Dataset Start Marker

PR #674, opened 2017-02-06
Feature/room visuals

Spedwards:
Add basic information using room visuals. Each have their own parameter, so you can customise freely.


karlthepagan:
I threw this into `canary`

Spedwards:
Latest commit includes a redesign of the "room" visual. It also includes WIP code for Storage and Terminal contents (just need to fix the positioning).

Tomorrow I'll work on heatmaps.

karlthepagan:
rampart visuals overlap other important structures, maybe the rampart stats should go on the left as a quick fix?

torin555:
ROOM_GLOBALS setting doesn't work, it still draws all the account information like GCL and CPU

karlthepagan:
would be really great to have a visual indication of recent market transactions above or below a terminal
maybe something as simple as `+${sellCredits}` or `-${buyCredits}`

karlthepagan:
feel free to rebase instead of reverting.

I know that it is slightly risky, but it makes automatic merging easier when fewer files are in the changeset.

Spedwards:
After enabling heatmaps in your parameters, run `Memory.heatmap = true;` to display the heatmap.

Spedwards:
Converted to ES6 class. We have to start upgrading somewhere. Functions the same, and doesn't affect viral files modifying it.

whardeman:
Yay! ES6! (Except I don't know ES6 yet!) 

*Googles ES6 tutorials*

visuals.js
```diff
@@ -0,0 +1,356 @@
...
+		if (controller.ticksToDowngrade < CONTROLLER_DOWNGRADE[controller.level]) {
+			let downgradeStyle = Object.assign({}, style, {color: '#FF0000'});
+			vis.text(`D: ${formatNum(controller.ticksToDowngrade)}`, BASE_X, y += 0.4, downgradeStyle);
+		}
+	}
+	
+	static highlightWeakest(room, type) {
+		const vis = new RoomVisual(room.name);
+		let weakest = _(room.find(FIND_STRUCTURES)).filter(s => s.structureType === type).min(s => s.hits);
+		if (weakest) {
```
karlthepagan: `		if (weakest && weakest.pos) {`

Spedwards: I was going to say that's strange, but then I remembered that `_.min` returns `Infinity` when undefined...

Dataset End Marker
Dataset Start Marker

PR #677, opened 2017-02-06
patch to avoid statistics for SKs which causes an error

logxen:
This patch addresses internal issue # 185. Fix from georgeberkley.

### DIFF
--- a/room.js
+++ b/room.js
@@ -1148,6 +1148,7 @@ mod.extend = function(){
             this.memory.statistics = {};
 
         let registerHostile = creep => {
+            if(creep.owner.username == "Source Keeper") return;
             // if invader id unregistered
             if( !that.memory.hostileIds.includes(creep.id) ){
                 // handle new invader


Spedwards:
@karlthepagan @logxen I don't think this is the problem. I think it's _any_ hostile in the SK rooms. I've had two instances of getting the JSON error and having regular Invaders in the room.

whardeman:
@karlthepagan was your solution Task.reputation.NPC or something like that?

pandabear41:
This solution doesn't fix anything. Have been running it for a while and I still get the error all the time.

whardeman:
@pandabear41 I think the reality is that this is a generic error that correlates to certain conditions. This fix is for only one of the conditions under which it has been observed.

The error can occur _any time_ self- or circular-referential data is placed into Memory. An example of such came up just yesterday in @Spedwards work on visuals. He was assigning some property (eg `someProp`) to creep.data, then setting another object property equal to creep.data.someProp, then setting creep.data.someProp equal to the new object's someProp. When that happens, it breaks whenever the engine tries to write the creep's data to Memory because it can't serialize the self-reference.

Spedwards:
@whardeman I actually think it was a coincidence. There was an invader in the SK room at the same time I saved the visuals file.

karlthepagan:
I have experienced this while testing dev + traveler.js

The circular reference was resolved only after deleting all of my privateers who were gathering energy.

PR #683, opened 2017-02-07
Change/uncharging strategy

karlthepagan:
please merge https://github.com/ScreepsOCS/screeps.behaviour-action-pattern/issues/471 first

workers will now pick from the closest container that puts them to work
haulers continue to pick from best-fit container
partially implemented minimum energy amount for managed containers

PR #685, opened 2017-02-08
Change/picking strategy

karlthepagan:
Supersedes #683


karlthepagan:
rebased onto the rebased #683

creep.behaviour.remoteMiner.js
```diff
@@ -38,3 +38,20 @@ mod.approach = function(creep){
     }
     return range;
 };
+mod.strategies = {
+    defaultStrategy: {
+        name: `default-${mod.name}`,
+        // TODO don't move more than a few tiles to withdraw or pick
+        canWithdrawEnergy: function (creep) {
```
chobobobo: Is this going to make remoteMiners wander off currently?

Dataset End Marker
Dataset Start Marker

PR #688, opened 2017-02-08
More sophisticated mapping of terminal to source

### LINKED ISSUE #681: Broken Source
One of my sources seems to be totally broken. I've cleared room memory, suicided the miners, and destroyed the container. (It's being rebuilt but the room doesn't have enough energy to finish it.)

Dataset End Marker

> _What to produce_
Could you reproduce, exactly, every line above from the line with "workers will now" to the line with "chobobobo: Is this", and no other line? Both ends count.

> _Solution below_
workers will now pick from the closest container that puts them to work
haulers continue to pick from best-fit container
partially implemented minimum energy amount for managed containers

PR #685, opened 2017-02-08
Change/picking strategy

karlthepagan:
Supersedes #683


karlthepagan:
rebased onto the rebased #683

creep.behaviour.remoteMiner.js
```diff
@@ -38,3 +38,20 @@ mod.approach = function(creep){
     }
     return range;
 };
+mod.strategies = {
+    defaultStrategy: {
+        name: `default-${mod.name}`,
+        // TODO don't move more than a few tiles to withdraw or pick
+        canWithdrawEnergy: function (creep) {
```
chobobobo: Is this going to make remoteMiners wander off currently?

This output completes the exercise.